In 2025, Montana's Registered Apprenticeship Program hit its highest participation ever. It saw 3,464 active apprentices across 65 occupations and over 814 participating employers, according to the National Governors Association. Montana's record engagement, with 3,464 active apprentices across 65 occupations and over 814 participating employers, confirms a significant surge in skilled trades education. These career paths are gaining traction.
National demand for skilled trades is immense. However, individual states, not a centralized federal strategy, now drive the most significant growth in apprenticeship programs. This decentralized approach allows states to tailor programs to local economic needs.
States continue to invest heavily and establish their own agencies. Therefore, the US apprenticeship landscape will likely become more robust and regionally tailored. This could lead to a more efficient but varied national system for skilled trades education and apprenticeship programs across the US in 2026.
States Take the Lead in Apprenticeship Growth
- Maryland achieved record growth in apprenticeships. It partnered with over 500 employers to recruit more than 5,200 new registered apprentices in one year, according to EdNC.
- Maryland's Governor Wes Moore launched an apprenticeship pledge in late 2024. He set a goal of recruiting 500 new employers and 5,000 new registered apprentices in one year, EdNC reported.
These figures confirm Maryland's aggressive push. The state isn't just setting goals; it's delivering on them. Maryland's record growth in apprenticeships, partnering with over 500 employers to recruit more than 5,200 new registered apprentices in one year, demonstrates a clear bottom-up strategy for workforce development. This bottom-up approach suggests a more responsive system, but also a fragmented national landscape.
Shifting Away from Federal Reliance
South Dakota Governor Larry Rhoden signed SB 63 in February 2026. This established a State Apprenticeship Agency (SAA). It shifts the state away from exclusive reliance on the federal Office of Apprenticeship, according to the National Governors Association. South Dakota's establishment of a State Apprenticeship Agency (SAA) by signing SB 63 in February 2026, shifting the state away from exclusive reliance on the federal Office of Apprenticeship, shows a growing trend. States want their own agencies, seeking autonomy and tailored programs. South Dakota's SAA and Maryland's RAISE Act confirm states aren't just helping federal efforts. They are building independent legislative and administrative infrastructures. South Dakota's SAA and Maryland's RAISE Act, confirming states are building independent legislative and administrative infrastructures, signals a permanent shift in workforce development ownership from Washington to state capitals.

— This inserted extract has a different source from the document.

PR #15472, opened 2021-06-07
fix(fake-driver): copy non-JS files into build dir at transpile time; closes #15471

### LINKED ISSUE #15471: fix relative paths to non-JS files in test code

Legislative Backing Fuels State Initiatives
The Registered Apprenticeship Investments for a Stronger Economy (RAISE) Act, signed into law in April 2025, serves as cornerstone legislation for Maryland's efforts to increase apprenticeships, EdNC stated. The Registered Apprenticeship Investments for a Stronger Economy (RAISE) Act, signed into law in April 2025, provides the legal and financial foundation. States can now aggressively expand their apprenticeship ecosystems.
Such legislative frameworks empower states to create programs that directly address regional labor market demands. This avoids a one-size-fits-all federal approach. It allows for more responsive, effective training.
Targeted Investments for Diverse Workforce Development
The New York State Department of Labor is providing over $500,000 in state funding to two registered apprenticeship programs in the Finger Lakes region, according to Spectrum News. Among these, Lifetime Assistance, a non-profit serving individuals with intellectual and developmental disabilities, received nearly $300,000. Additionally, Rochester Careers and Construction, a non-profit connecting people with union construction trades, received $194,000 in state support.
The New York State Department of Labor's provision of over $500,000 in state funding to two registered apprenticeship programs in the Finger Lakes region, including nearly $300,000 to Lifetime Assistance and $194,000 to Rochester Careers and Construction, expands apprenticeships. They also ensure inclusivity and address regional needs. The significant investment in non-traditional programs, like Lifetime Assistance, broadens the definition of 'skilled trades.' The significant investment in non-traditional programs, like Lifetime Assistance, broadens the definition of 'skilled trades,' creating inclusive pathways, but it could also dilute program focus.
If current state-led trends persist, the national apprenticeship system will likely become a patchwork of highly effective, regionally optimized programs by 2026, rather than a unified federal effort.